Recently, Google announced the launch of a new open-source AI model, DataGemma, aimed at addressing the "hallucination" issue commonly encountered by large language models (LLMs) when processing statistical data.

This hallucination phenomenon can lead models to provide inaccurate answers when responding to questions about numbers and statistics. The introduction of the DataGemma model marks a significant advancement in Google's AI field.

Survey, Data Report

Image Source: This image was generated by AI, provided by the image licensing service Midjourney.

Reducing Hallucinations in Statistical Queries

DataGemma is composed of two distinct methods designed to enhance the accuracy of responses to user queries. These models are based on Google's Data Commons data-sharing platform, which boasts over 240 billion data points covering information from various fields such as economics, science, and health. This provides the models with a solid factual foundation.

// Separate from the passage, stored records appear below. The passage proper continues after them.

PR #46, opened 2023-11-01
Validate variant

katybaulch:
# Description

Added validation of document variant name in document service and tests.

## Type of change

- [ ] Bug fix
- [x] New feature
- [ ] Breaking change

## Reviewer Checklist

- [ ] The PR represents a single feature (small driveby fixes are also ok)
- [ ] No FIXMEs remain

### DIFF
--- a/app/service/document.py
+++ b/app/service/document.py
@@ -92,6 +92,9 @@ def update(
     """
     validate_import_id(import_id)
 
+    if document.variant_name == "":
+        raise ValidationError("Variant name is empty")
+
     try:
         if document_repo.update(db, import_id, document):
             db.commit()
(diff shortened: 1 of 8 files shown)


app/service/document.py
```diff
@@ -92,6 +92,9 @@ def update(
     """
     validate_import_id(import_id)
 
+    if document.variant_name == "":
```
diversemix, line 95: Sorry - this is my bad, but we also need to check that `variant_name` appears in the db (see https://github.com/climatepolicyradar/navigator-admin-backend/blob/355a3dacba85b2d11c0f8571816ff803e3c98a2b/app/clients/db/models/law_policy/family.py#L23 ) ... happy this is done as a follow-up

diversemix (approved):
lgtm - note my comment - we will also need to check the value for `variant_name` too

Both new models are available on Hugging Face for academic and research purposes, built on the existing Gemma series of open models, and use extensive real-world data from Google's Data Commons platform to ground their answers. This public platform offers an open knowledge graph containing over 240 billion data points from trusted organizations in fields such as economics, science, health, and more.

Model Entry: https://huggingface.co/collections/google/datagemma-release-66df7636084d2b150a4e6643

Google researchers stated that they have explored various aspects of model hallucination to identify the causes of this issue. Traditional models sometimes perform poorly when dealing with logical and arithmetic problems, and public statistical data often comes in diverse formats with complex background information, making it difficult to understand.

To address these issues, Google researchers combined two new methods. The first is called "Retrieval-Interleaved Generation" (RIG), which improves accuracy by comparing the model's generated answers with relevant statistical information in Data Commons. For this, the fine-tuned LLM generates natural language queries describing the initially generated LLM values. Once the queries are prepared, a multi-model post-processing pipeline converts them into structured data queries, runs them to retrieve relevant statistical answers from Data Commons, and returns or corrects the LLM generation with relevant citations.

The second method is called "Retrieval-Augmented Generation" (RAG), which allows the model to extract relevant variables based on the original statistical question and construct natural language queries to obtain relevant data from Data Commons. In this case, the fine-tuned Gemma model uses the original statistical question to extract relevant variables and generate natural language queries for Data Commons. The queries are then run against the database to retrieve relevant statistical information/tables. After extracting the values, they are used along with the original user query to prompt a long-context LLM (in this case, Gemini1.5Pro) to generate the final answer with high accuracy.

Significantly Improved Accuracy

In preliminary tests, the DataGemma model using the RIG method was able to increase the factual accuracy of the baseline model from 5-17% to about 58%. The RAG method, while slightly less effective, still outperforms the baseline model.

Data shows that DataGemma can accurately answer 24-29% of statistical questions, with a high accuracy rate of 99% in terms of numerical accuracy, but still has an error rate of 6-20% when deriving correct conclusions.

Google hopes that the release of DataGemma will further promote related research and lay a more solid foundation for future Gemma and Gemini models. Google's research will continue, with the expectation that these improved features will be integrated into more models after rigorous testing.

Key Points:

🌟 Google introduces the DataGemma model to reduce errors in AI statistical queries.

📊 DataGemma leverages Google's data-sharing platform to enhance the accuracy of model responses.

🔍 Preliminary tests show significant improvements in the accuracy of statistical queries with DataGemma.